PR #627, opened 2023-09-08
[build] Fix JDK8 builds and set up CI

nisargthakkar:
## Fix JDK8 builds and set up CI

Previously, builds using JDK8 would fail. Also, cleaned up the `alpn-boot` loading process for HTTP/2 on JDK 8 tests.

## How was this PR tested?

Running GH CI

### DIFF
--- a/.github/rawWorkflows/gh-ci-alpini-parametrized-flow.txt
+++ b/.github/rawWorkflows/gh-ci-alpini-parametrized-flow.txt
@@ -2,7 +2,7 @@
     strategy:
       fail-fast: false
       matrix:
-        jdk: [11, 17]
+        jdk: [8, 11, 17]
     runs-on: ubuntu-latest
     timeout-minutes: $TimeOut
     outputs:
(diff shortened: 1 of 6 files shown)


.github/rawWorkflows/gh-ci-alpini-parametrized-flow.txt
```diff
@@ -28,7 +28,7 @@
         if: steps.check_alpini_files_changed.outputs.alpini == 'true'
         with:
           java-version: ${{ matrix.jdk }}
-          distribution: 'microsoft'
+          distribution: 'temurin'
```
FelixGV, line 31: Microsoft is not available for jdk8?

FelixGV (approved):
Nice, thanks for the cleanups!

.github/rawWorkflows/gh-ci-alpini-parametrized-flow.txt
nisargthakkar: Yeah. Microsoft's docs suggest to use `temurin` instead: https://learn.microsoft.com/en-us/java/openjdk/download#openjdk-8. We could split the matrix to use `microsoft` for jdk 11 and 17, and `temurin` for jdk 8 if we wish to

FelixGV: Hmm... either way is fine I guess. I can give another ship it if you prefer changing it. Your call.

nisargthakkar: I think we can keep it this way and change it later if there are problems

━━━━━━━━━━━━━━━━━━━━

Exercise aim
Show every line of the records above that contains the word "fail".

Finished exercise
Previously, builds using JDK8 would fail. Also, cleaned up the `alpn-boot` loading process for HTTP/2 on JDK 8 tests.
       fail-fast: false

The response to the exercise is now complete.